_Available data:_
PR #468, opened 2026-01-13
fix character submit action

Prabesh002:


src/components/commandLineCharacters/commandLineCharacters.handlers.js
```diff
@@ -111,9 +111,9 @@ export const handleSubmitClick = (deps) => {
   const selectedCharacters = store.selectSelectedCharacters();
 
   // Only dispatch if there are characters to submit
-  if (selectedCharacters.length === 0) {
-    return;
-  }
+  // if (selectedCharacters.length === 0) {
```
han4wluc: delete code instead of commenting

han4wluc (approved):

PR #473, opened 2026-01-14
Feat/update deletion popup

ggbb0711:
WIP: still need to work on the popup and for other asset type


ggbb0711:
https://github.com/user-attachments/assets/a93ba19d-5ca2-4710-b58e-d38e7b061b2a

src/pages/characters/characters.handlers.js
```diff
@@ -320,6 +325,39 @@ export const handleItemDelete = async (deps, payload) => {
...
+        usage.inProps.scene.push(...sceneUsages);
+        usage.inProps.layout.push(...layoutUsages);
+        usage.count += sceneUsages.length + layoutUsages.length;
+        usage.isUsed = true;
+      }
+    }
+  }
+
+  if (usage.isUsed) {
+    store.showDeleteWarning({ itemId, usage });
```
han4wluc: for dialog use something like this: https://github.com/RouteVN/routevn-creator-client/blob/603debc3c8af8d1701be8094e3bbd991c47e5081/src/pages/projects/projects.handlers.js#L104

so that we don't have to manage all the internal state. should simplify the code by a lot.
can simplify the message to put all into 1 line. for now don't need to mention how many layout and how many scenes. we can may do it later.

src/components/fileExplorer/fileExplorer.handlers.js
```diff
@@ -190,6 +196,94 @@ export const handleFileAction = async (deps, payload) => {
...
     if (currentItem) {
+      let usage = {
+        isUsed: false,
+        inProps: {},
+        count: 0,
+      };
+
+      const resourceType = currentItem.type;
+
+      if (resourceType === "character") {
```
han4wluc, line 197: this is too complicated. isn't this handled by each page already? for example characters is handles in the characters page?
for folders, just check if folder have any children. we don't allow to delete folders with children.

src/pages/tweens/tweens.handlers.js
```diff
@@ -504,6 +509,28 @@ export const handleItemDelete = async (deps, payload) => {
...
+  const layoutUsages = recursivelyCheckResource(
+    state.layouts,
+    itemId,
+    LAYOUT_RESOURCE_KEYS,
+  );
+  const usage = {
+    inProps: { scene: sceneUsages, layout: layoutUsages },
+    isUsed: sceneUsages.length > 0 || layoutUsages.length > 0,
+    count: sceneUsages.length + layoutUsages.length,
+  };
```
han4wluc: would like to simplify this. there is too much stuff in the handler. want to put more into utils.

better way:

```js
const usage = recursivelyCheckResource({ state, itemId, checkTargets: ['layouts', 'scenes'] })

```

src/components/deleteWarningPopup/deleteWarningPopup.view.yaml
```diff
@@ -0,0 +1,44 @@
+elementName: rvn-delete-warning-popup
```
han4wluc: I think no need anymore for this if just use `appService.showToast(message); `

han4wluc (commented):
I think would have been better if you just implmented 1 page, and we quickly reviewed that 1 page first.

src/components/fileExplorer/fileExplorer.handlers.js
ggbb0711: but you can also delete the children in those folder directly

src/pages/characters/characters.handlers.js
```diff
@@ -317,9 +322,37 @@ export const handleDialogAvatarClick = async (deps) => {
...
   const { resourceType, itemId } = payload._event.detail;
 
+  const state = projectService.getState();
+  const character = state.characters.items[itemId];
+
+  let isUsed = false;
+
+  if (character && character.sprites && character.sprites.items) {
+    for (const spriteId of Object.keys(character.sprites.items)) {
+      const usage = recursivelyCheckResource({
```
han4wluc, line 331: would like for `SCENE_RESOURCE_KEYS` and `LAYOUT_RESOURCE_KEYS` to be inside resources so that is not exported. 
from outside we only pass `scenes`, so in the utils we have a mapping from `scenes` to `SCENE_RESOURCE_KEYS`.

src/components/fileExplorer/fileExplorer.handlers.js
han4wluc: ok. so there is 2 ways to delete. one from the group view, and one from file explorer. this one is for file explorer.

not ideal to have this part here, but  I guess it works for now.

han4wluc (approved):

PR #474, opened 2026-01-15
fix export bundle

han4wluc:


tasks/TASK/000/TASK-038.md
```diff
@@ -79,6 +79,8 @@ error -> `Uncaught TypeError: s is not iterable`
 
 - [ ] [High] add adding animation to background, with tween fade in. and then you navigate around different lines, or preview it. the animation runs everytime you click. expected: it should run only once for that line
 
+- [ ] [High] @nellow: bug with dialogue and fade: https://discord.com/channels/1233660682419834920/1461203575123480707/1461203575123480707
```
Prabesh002, line 82: This one, cannot reproduce it on the client anymore. I suspect it's with engine or graphics as jeff changed it's behaviour so waiting for jeff to report findings

PR #329, opened 2023-10-15
flush stdout after subscription events

capezotte:
Otherwise, trying to pipe its output into another command (say, `jq --unbuffered`) will make it buffer up events instead of feeding information in realtime.

Bonus: remove second printf.


ErikReider (approved):
LGTM! Thanks and sorry for the delay :)

PR #334, opened 2023-11-11
Add notification hint to bypass dnd/inhibition

notpeelz:
I use a couple scripts that trigger custom transient notifications using notify-send (e.g cycling through MPRIS players using playerctld). When I enable dnd, it unfortunately hides those notifications as well :(
I tried using `notify-send --urgency critical`, but critical notifications never expire (it overrides `--expire-time`). I tried closing the notification via dbus after a `sleep`, but that gets very messy very quickly.

Instead, I opted to add a hint to bypass swaync's dnd/inhibit mechanisms. It can be used like this:
```sh
notify-send \
  --expire-time 1000 \
  --transient \
  --hint boolean:SWAYNC_BYPASS_DND:true \
  "hello"
```

Let me know what you think :smiley: 

Oh also, should I add this to the manpage/readme? If so, where?

### DIFF
--- a/src/notiDaemon/notiDaemon.vala
+++ b/src/notiDaemon/notiDaemon.vala
@@ -186,12 +186,20 @@ namespace SwayNotificationCenter {
                 synchronous_ids.set (param.synchronous, id);
             }
 
-            // Only show popup notification if it is ENABLED or TRANSIENT
-            if ((state == NotificationStatusEnum.ENABLED || state == NotificationStatusEnum.TRANSIENT)
-                && !control_center.get_visibility ()
-                // Also check if urgency is Critical and not inhibited and dnd
-                && (param.urgency == UrgencyLevels.CRITICAL
-                    || (!dnd && !swaync_daemon.inhibited && param.urgency != UrgencyLevels.CRITICAL))) {
+            bool show_notification = state == NotificationStatusEnum.ENABLED
+                                     || state == NotificationStatusEnum.TRANSIENT;
+            // Don't show the notification window if the control center is open
+            if (control_center.get_visibility ()) {
+                show_notification = false;
+            }
+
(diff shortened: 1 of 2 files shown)


ErikReider:
> I tried using notify-send --urgency critical, but critical notifications never expire (it overrides --expire-time)

Have you tried changing the `timeout-critical` config option? The default is 0 which disables the timeout.

I like the massive simplification that you made so I'll at least merge that if not also the new param if the config change doesn't work out :)

notpeelz:
Oh I didn't know about `timeout-critical`. I don't have anything that makes use of critical notifications in my setup at the moment, but I can see how it's useful for certain notifications you don't want to miss (e.g battery low warning).

Should I add documentation for this hint, or would you rather do it yourself?

ErikReider:
> Oh I didn't know about `timeout-critical`. I don't have anything that makes use of critical notifications in my setup at the moment, but I can see how it's useful for certain notifications you don't want to miss (e.g battery low warning).
> 
> Should I add documentation for this hint, or would you rather do it yourself?

What I meant was that `SWAYNC_NO_SCRIPT` shouldn't be necessary when notifications can provide the Critical hint

notpeelz:
My previous message wasn't very clear. I meant to say that I see value in keeping the two mechanisms separate. For example, let's say I want critical notifications that linger on screen indefinitely AND have custom notifications bypass dnd while honoring the `expire_timeout` parameter. The use case is probably niche, but at least the custom hint (`SWAYNC_BYPASS_DND`) helps decouple the two mechanisms.

ErikReider (approved):
Appreciate the dialog and I agree with you, thanks :)

ErikReider:
Oh wait, the linter is failing, could you fix that real?

notpeelz:
Should be good now :D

_Action item:_ Nothing but the exact lines from the start of the material through the line holding "PR #473, opened 2026-01-14", both included, belongs in the answer.

_Task solution:_
PR #468, opened 2026-01-13
fix character submit action

Prabesh002:


src/components/commandLineCharacters/commandLineCharacters.handlers.js
```diff
@@ -111,9 +111,9 @@ export const handleSubmitClick = (deps) => {
   const selectedCharacters = store.selectSelectedCharacters();
 
   // Only dispatch if there are characters to submit
-  if (selectedCharacters.length === 0) {
-    return;
-  }
+  // if (selectedCharacters.length === 0) {
```
han4wluc: delete code instead of commenting

han4wluc (approved):

PR #473, opened 2026-01-14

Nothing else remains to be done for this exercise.